My husband and I are legally seperated. He still lives in the house and refuses to leave. I'm so miserable. He filed for divorce and we go to mediation on the 24th. Can any one tell me how to prepare for mediation? We have a son who's 13. I really want to make sure that I don't get screwed. Any advice would be greatly appreciated.


----------



## soultired (Apr 8, 2012)

I was told by a lawyer in my state (MA) to NOT move out of the marital home, no matter what.... in fact she made me promise that if things got bad I'd call her BEFORE taking the action of moving out. I think this had to do with the ability to go back and lay claim to the house- if you move out you lose the right to claim it. So my initial advice would be to hang tight and talk to a divorce attorney in your state. Divorce mediators are supposed to be mindful of both parties and see the big picture and encourage you and your stbx in negotiating a workable divorce agreement. Best wishes. Many divorce lawyers give a free initial consultation.
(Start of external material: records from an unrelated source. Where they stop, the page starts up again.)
PR #9779, opened 2024-11-21
feat: udev: label device nodes

dsseng:
Use udev rules to assign basic device file labels based on their subsystem


Dockerfile
```diff
@@ -731,6 +731,7 @@ COPY --chmod=0644 hack/containerd.toml /rootfs/etc/containerd/config.toml
 COPY --chmod=0644 hack/cri-containerd.toml /rootfs/etc/cri/containerd.toml
 COPY --chmod=0644 hack/cri-plugin.part /rootfs/etc/cri/conf.d/00-base.part
 COPY --chmod=0644 hack/udevd/80-net-name-slot.rules /rootfs/usr/lib/udev/rules.d/
+COPY --chmod=0644 hack/udevd/xx-selinux.rules /rootfs/usr/lib/udev/rules.d/
```
dsseng, line 734: In what place in order should we place it? Perhaps 99?

internal/pkg/selinux/policy/selinux/services/udev.cil
```diff
@@ -20,6 +20,20 @@
...
+; RTC is important for security verification
+(type rtc_device_t)
+(call protected_device_f (rtc_device_t))
+; Could be exposed firmware storage
+(type mtd_device_t)
+(call protected_device_f (mtd_device_t))
+; Could reset the system
+(type wdt_device_t)
+(call protected_device_f (wdt_device_t))
+; TODO: should pods be able to access TPM?
```
dsseng, line 33: Should they? If so, no reason to label TPM specially if we are not going to use its label.

Dockerfile
dsseng: Set 90 now

hack/udevd/90-selinux.rules
```diff
@@ -0,0 +1,11 @@
+SUBSYSTEM=="*",SECLABEL{selinux}="system_u:object_r:device_t:s0"
```
dsseng, line 1: Label all devices as device_t, overrides are lower in this file

Dockerfile
frezbo: 90 feels good, maybe we should also do a validation that the user doesn't override these?

hack/udevd/90-selinux.rules
frezbo, line 1: are these labels like standard? I guess devices can have standard labels

internal/integration/api/selinux.go
```diff
@@ -117,12 +117,25 @@ func (suite *SELinuxSuite) TestFileMountLabels() {
 	}
 	maps.Copy(expectedLabelsControlPlane, expectedLabelsWorker)
 
-	suite.checkFileLabels(workers, expectedLabelsWorker)
-	suite.checkFileLabels(controlplanes, expectedLabelsControlPlane)
+	// Devices labeled by subsystems, labeled by udev
+	expectedLabelsDevices := map[string]string{
+		"/dev/rtc0":      "system_u:object_r:rtc_device_t:s0",
+		"/dev/tpm0":      "system_u:object_r:tpm_device_t:s0",
```
frezbo, line 123: hmm `/dev/tpm` is not available by default on our qemu tests, right? only for secureboot i believe

dsseng: Yes. I added an option for test to ignore when file doesn't exist

hack/udevd/90-selinux.rules
dsseng: Apparently `(fsuse trans devtmpfs (system_u object_r device_t (systemLow systemLow)))` is not sufficient for this to be default

Dockerfile
dsseng: Well, user is the Talos admin, not the k8s admin who we protect the system from. Perhaps should be okay

frezbo: I guess it's fine, on second thoughts I believe we allow overwriting existing udev rules, so should be okay

internal/integration/api/selinux.go
frezbo: actually let's just enable tpm2 for all tests in CI, it shouldn't hurt, better than trying to match on error, probably can do in a different PR

frezbo (approved):

internal/integration/api/selinux.go
dsseng: Will do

I'd start making the calls... the more educated about the process the better you will be.


----------



## Confused42 (May 25, 2012)

I have a lawyer. I live in TN so it doesn't matter if I move out. However I refuse to go anywhere. I was just wondering what to expect from mediation. If anyone has been there I was wondering what I should concentrate on most. 

Ive been an emotional mess. I really don't want to let my emotions rule the day.


----------



## Confused42 (May 25, 2012)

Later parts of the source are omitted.